Incorporating Social MediaBy Samuel Greengard Print
Organizations are awash in data. However, tapping into this valuable business resource to achieve maximum advantage requires a clearly defined strategy, along with the right technology solutions.
Incorporating Social Media
Companies are also looking to incorporate social media into their big data models. Matrix, a Milan, Italy, Internet and online business-services provider, helps companies—from auto manufacturers to restaurants—define their digital strategies and handle brand engagement and reputation management.

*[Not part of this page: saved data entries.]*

PR #243, opened 2016-11-21
GridLayout refinements + fixes

jessesquires:
- Clean up GridLayout + docs
- Remove GridLayout scroll direction, not used/supported?
- Fix some file target membership issues
- Add GridLayout to umbrella header
- "Sort by name" on xcode project directories
- crtl-I auto format in xcode
- re-gen docs

PR #246, opened 2016-11-22
Cleanup layout

jessesquires:
Replaces #243 

---------------------

- Clean up GridLayout + docs
- Remove GridLayout scroll direction, not used/supported?
- Fix some file target membership issues
- Add GridLayout to umbrella header
- "Sort by name" on xcode project directories
- crtl-I auto format in xcode
- re-gen docs


zhubofei:
@jessesquires IMO, setting default itemSize to (0, 0) instead of (100, 100) may be a better choice. Because if itemSize is set to non-zero, the layout would assume that all the cells are fix-sized.

jessesquires:
@zhubofei Ahh.. ok. Docs didn't specify that. 😉 

After this merges, want to submit a PR to fix + add docs ? 😄

jessesquires:
Ah actually, that change broke tests. I'll fix this up.

zhubofei:
Thank you 😅. I'll be more careful with initialization next time.

PR #250, opened 2016-11-22
Fix TV example

rnystrom:

TV example build was failing (badge red). Fixed w/ `pod install`.

## Pull request checklist

### DIFF
--- a/Examples/Examples-tvOS/Pods/Pods.xcodeproj/project.pbxproj
+++ b/Examples/Examples-tvOS/Pods/Pods.xcodeproj/project.pbxproj
@@ -7,72 +7,78 @@
 	objects = {
 
 /* Begin PBXBuildFile section */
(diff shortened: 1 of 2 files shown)


rnystrom:
Waiting on CI ✅

Sherlouk:
Would it be worth having a shell script at `Examples/` level which pod installs for all examples (future proofing for what ever is to come, but currently does iOS and tvOS)?

rnystrom:
@Sherlouk I thought about that, only downside is that if we do that during CI builds it'll hide builds that are failing after a fresh `git clone` or download of the repo. IMO everything (workspace, tests, and examples) should be build-and-runnable immediately after download. If we don't check them w/ CI then we wont notice until someone files and issue.

jessesquires:
@rnystrom -- we should run pod install on the other examples too

PR #262, opened 2016-11-27
Focus in tvOS app

### LINKED ISSUE #261: Focus is not working properly in tvOS Example
- tvOS 9.2 horizontal focusing is not working
- tvOS 10.0 when scroll all 3 lines of the horizontal scroll to the end and then navigate between row up and down, horizontal scroll start moving to the left instead stay on the same position.

shuhrat10:
fixed #261


jessesquires:
Thanks @shuhrat10 ! 🎉 

Looks good to me, but I don't know tvOS very well.

cc @Sherlouk

Sherlouk:
@jessesquires Never done tvOS before this either haha, was very pleased to get it working as far as it did but if this makes it better then great!

Issue #240, opened 2016-11-21
Allow subclassing of IGListCollectionView? Remove IGLK_SUBCLASSING_RESTRICTED?


lucabartoletti:
In my project I have a CCTransparentTableView

It's a UITableView subclass that takes care to make the topMargin transparent to show what is behind.
I'm trying to substitute one of the CCTransparentTableView with a IGListCollectionView. The problem is that I'd like to reimplement the transparency logic in a CCTransparentCollectionView : IGListCollectionView and use it as IGListCollectionView. But IGLK_SUBCLASSING_RESTRICTED is blocking that.

Is IGLK_SUBCLASSING_RESTRICTED really necessary?

jessesquires:
Hey @lucabartoletti 😄 

In general, we've taken pretty firm stances against subclassing in the Insta codebase, which is why this macro exists.

1. Can you elaborate on what `CCTransparentCollectionView` does? Could this behavior be achieved *without* subclassing, (or by providing a custom `UICollectionViewLayout`)? 
2. I'll leave this open as a proposal. However, this is the first request we've gotten for this. If more people ask for this, we'll consider lifting the restrictions —  but I don't think subclassing `UICollectionView` is very common.

lucabartoletti:
Thanks for the reply @jessesquires 

On the long term I plan to implement a custom UICollectionViewLayout to achieve the same effect.
My need for subclassing was due to the fact that I was substituting a UITableView subclass with a UICollectionView that uses IGListKit, I don't have time to spent on implementing a custom layout and the fastest thing was to adopt the same code that we have in the UITableView subclass on a UICollectionView subclass. 

I understand your point about IGLK_SUBCLASSING_RESTRICTED and your internal policy against subclassing.

rnystrom:
@lucabartoletti Feel free to also fork the project and remove the subclassing restriction if that's a requirement.

Got any examples of the design you're trying to achieve with this? We're happy to help guide custom layout stuff 😃

jessesquires:
Going to close this for now, since we're passing on changing this at the moment.

Will re-open if there's more interest.

jessesquires:
Note, we're discussing this again in #409

PR #285, opened 2016-12-05
Don't set UICollectionView properties in IGListCollectionView

### LINKED ISSUE #277: Init overrides storyboard settings in IGListCollectionView. Should -[IGListCollectionView commonInit] be removed?
## New issue checklist

- [x] I have reviewed the [`README`](https://github.com/Instagram/IGListKit/blob/master/README.md) and [documentation](http://instagram.github.io/IGListKit)
- [x] I have searched [existing issues](https://github.com/Instagram/IGListKit/issues) and this is not a duplicate

### General information

- `IGListKit` version: 1.0.0
- iOS version(s): 10.1
- CocoaPods/Carthage version:
- Xcode version: 8.1
- Devices/Simulators affected:
- Reproducible in the demo project? (Yes/No): 
- Related issues: #92 

The next release of IGListKit will support storyboards, but at present [-[IGListCollectionView commonInit]](https://github.com/Instagram/IGListKit/blob/f2a9d93be84e7ea23ec85dddbb3e2421215a6eec/Source/IGListCollectionView.m#L15-L16) sets a couple of options which override those provided by the storyboard.

I can open a PR to remove these if appropriate. The IB default appears to be white, but the example ViewControllers would need updating to explicitly set a background color in code.

dcaunt:
Fixes #277

### DIFF
--- a/Source/IGListCollectionView.m
+++ b/Source/IGListCollectionView.m
@@ -11,25 +11,6 @@
 
 @implementation IGListCollectionView
 
-- (void)commonInit {
-    self.backgroundColor = [UIColor whiteColor];
-    self.alwaysBounceVertical = YES;
-}
-
-- (instancetype)initWithFrame:(CGRect)frame collectionViewLayout:(UICollectionViewLayout *)layout {
-    if (self = [super initWithFrame:frame collectionViewLayout:layout]) {
-        [self commonInit];
-    }
-    return self;
-}
-
-- (instancetype)initWithCoder:(NSCoder *)aDecoder {
-    if (self = [super initWithCoder:aDecoder]) {
-        [self commonInit];
-    }
-    return self;
-}
-
 - (void)layoutSubviews {
     /**
      UICollectionView will sometimes lay its cells out with an animation. This is especially noticeable on older devices
--- a/Source/IGListCollectionView.m
+++ b/Source/IGListCollectionView.m
@@ -11,6 +11,14 @@
 
 @implementation IGListCollectionView
 
+- (instancetype)initWithFrame:(CGRect)frame collectionViewLayout:(UICollectionViewLayout *)layout {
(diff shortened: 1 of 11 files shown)


Source/IGListCollectionView.m
```diff
@@ -11,25 +11,6 @@
...
 @implementation IGListCollectionView
 
-- (void)commonInit {
-    self.backgroundColor = [UIColor whiteColor];
-    self.alwaysBounceVertical = YES;
-}
-
-- (instancetype)initWithFrame:(CGRect)frame collectionViewLayout:(UICollectionViewLayout *)layout {
-    if (self = [super initWithFrame:frame collectionViewLayout:layout]) {
-        [self commonInit];
```
rnystrom: Can we move all of the `commonInit` into here and just get rid of `initWithCoder:`? I think its nice having a default white bg, saves a lot of boilerplate.

Thoughts @jessesquires?

dcaunt: FWIW the rationale for removal was that `IGListCollectionView` exists only to provide the compiler warnings but I'm more than happy to update the PR, I agree it's convenient.

jessesquires: actually, i'm fine either way. 

but i agree that white + bouncing is convenient. 

(also, IG implementations probably rely on these defaults right now?)

rnystrom: @jessesquires ya and w/out the compiler we will likely break some stuff w/out warning. @dcaunt let's update and maybe open a new issue for that?

I'd love to consider removing the dependence on `IGListCollectionView` but admit I **love** the compiler warnings for those methods.

jessesquires: agree, we should keep `IGListCollectionView` for those warnings.

but, we should consider #240 if more requests come up.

Using SAS Content Categorization and SAS Text Miner, the company is able to provide sophisticated monitoring and analysis capabilities revolving around Web crawling, social media conversations and other activities, notes Alessandro Petrella, sales director at Matrix.
The company continually collects data from more than 500 news feeds and online sources and then drops the information into a Netezza data warehouse appliance. Matrix then runs the data through the SAS software to cleanse and categorize it using a set of established business taxonomies. It tunes its algorithm and adds new data elements regularly.
The database now exceeds two terabytes, and its ability to monitor sentiment and attitudes about a company grows daily. “We are able to process data in a fast and effective way,” Petrella says.
A recent survey of business executives conducted by consulting firm Ovum found that up to two-thirds of respondents cited improved operational and strategic decision-making processes and better customer service as the most important business benefits of tapping big data. No less significant: Interest in big data now extends beyond larger enterprises. The firm discovered that 38 percent of companies maintaining data warehouses in the 1 terabyte or higher range have revenues below $50 million.
Ovum expects that big data requirements will become even more pervasive over the next two years, as organizations continue to look for ways to better analyze customer segments, prevent churn, manage public transportation networks and handle myriad other tasks.
Accenture’s Curtis says that all organizations—and specifically IT departments—must understand the dynamics of big data and then develop a clear strategy for both implementing and managing this data over time. He recommends modeling data strategies after those used by companies such as Amazon, Google and Yahoo!, which operate some of the world’s largest data centers and “offer a glimpse of the future of computing.”
Curtis also suggests that technology and business leaders work together to understand big data in a holistic way. “There’s a mutual education process that must occur,” he points out. “Alignment is absolutely necessary to carry a project forward.”
Although big data is still in the early days, it’s a trend that’s here to stay, Tata Consultancy’s Viswanathan states. “Companies are accumulating more and more data, as consumers turn to smartphones, tablets and other digital devices,” he says.
“Organizations that tap into big data and use it effectively are positioned to create a clear competitive advantage. They’re able to understand issues and trends in a way that wouldn’t have been imaginable only a few years ago.”